(Dataset excerpts)
PR #789, opened 2018-07-16
Exercise 3 Assignments

ABartles:
Pull request for exercise 3 assignments. 
Please let me know if there are any issues or items I should work on.  Thank you for your time.

### DIFF
--- a/students/ABartles/Exercise3/Mailroom.py
+++ b/students/ABartles/Exercise3/Mailroom.py
@@ -1,0 +1,82 @@
+def Send_Thanks(dnrslst):
+    response = "Not a donor or the word list"
+
+    while response not in dnrslst:
+        print("----------------------------------------")
+        response = input("Who would you like to thank ('first last', 'list', or 'exit'? ")
+        response = response.title()
+
+        if response == "Exit":
+            break
+        elif response == "List":
+            print("----------------------------------------")
+            print("Below is the list of Donors:")
+            print(List_Donors(dnrslst))
+        elif response != "List":
+            print("----------------------------------------")
+            amount = input("How much was dontated by {}? ".format(response))
+            dnrslst = Rec_Donation(dnrslst, response, amount)
+            print("----------------------------------------")
+            Thanks_Email(response, dnrslst)
+
+def List_Donors(dnrslst):
+    name_lst = []
+    for i in dnrslst:
+        if i[0] not in name_lst:
+            name_lst.append(i[0])
+    return name_lst
+
+def Rec_Donation(dnrslst, donor, money):
+    donor_tpl = (donor, money)
+    dnrslst.append(donor_tpl)
+    return dnrslst
+
+def Thanks_Email(donor, dnrslst):
+    money = Sum_Gift(donor, dnrslst)
+    print("Dear {},".format(donor))
+    print("Thank you for your generous gift of {}.".format(money))
+
+def Sum_Gift(donor, dnrslst):
+    total = 0
+    for i in dnrslst:
+        if i[0] == donor:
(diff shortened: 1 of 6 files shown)


students/ABartles/Exercise3/Mailroom.py
```diff
@@ -0,0 +1,82 @@
+def Send_Thanks(dnrslst):
```
robalford: The convention in Python is to use `snake_case` for function and variable names

students/ABartles/Exercise3/Mailroom.py
```diff
@@ -0,0 +1,82 @@
...
+    print("Dear {},".format(donor))
+    print("Thank you for your generous gift of {}.".format(money))
+
+def Sum_Gift(donor, dnrslst):
+    total = 0
+    for i in dnrslst:
+        if i[0] == donor:
+            total = total + int(i[1])
+    return total
+
```
robalford: You might consider using a different data structure, something like 
```
donors = [['Donor', [120, 250]], ['Donor2', [120, 250]],]
```
this would simplify some of your code for dealing with donations and let you use Python built-ins like `sum()` and `len()` on the donation lists to get the total and count of donations.

students/ABartles/Exercise3/Mailroom.py
```diff
@@ -0,0 +1,82 @@
...
+    for i in dnrslst:
+        if i[0] == donor:
+            count = count + 1
+    return count
+
+def Create_Report(dnrslst):
+    dnrNames = List_Donors(dnrslst)
+    print(f'{"Donor Name":<20}{"|":<1}{"Total Given":^15}{"|":<1}{"Num Gifts":^15}{"|":<1}{"Average Gift":>15}')
+    print("-" * 68)
+    iCount = 1
```
robalford: No need to initialize this here

students/ABartles/Exercise3/SlicingLab.py
```diff
@@ -0,0 +1,58 @@
...
+def my_reversed(seq):
+    i = 1
+    while i <= len(seq):
+        if i == 1:
+            newseq = seq[len(seq)-i:]
+        else:
+            newseq = newseq + seq[len(seq)-i:len(seq)-i+1]
+        i += 1
+    return newseq
+
```
robalford: you can use this `seq[::-1]` to reverse a sequence with slicing

students/ABartles/Exercise3/list_lab.py
```diff
@@ -0,0 +1,105 @@
...
+print(lst_s1)
+
+response = input("\nEnter a fruit: ")
+response = response.title()
+lst_s1.insert(0, response)
+print(lst_s1)
+
+print("\nFruits starting with 'p':")
+for i in lst_s1:
+    if i[0] == "P":
```
robalford: You can use `str.lower()` to make this case-insensitive

students/ABartles/Exercise3/list_lab.py
```diff
@@ -0,0 +1,105 @@
...
+        response= response.upper()
+        if response == "N":
+            while fruit in lst_s3: # handles removing duplicates in list
+                lst_s3.remove(fruit)
+            response = "Not N or Y"
+        elif response == "Y":
+            i += 1
+            response = "Not N or Y"
+    if i == len(lst_s3):
+        break
```
robalford: You can accomplish this a bit more concisely by using slicing syntax to loop through a copy and remove the items from the original list with something like this where `fruits` is the original list:
```
for fruit in fruits[:]:  
    while fruit in fruits:  
            fruits.remove(fruit)
```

TASK PROMPT:
Report only how many lines above include "items".

TASK ANSWER:
2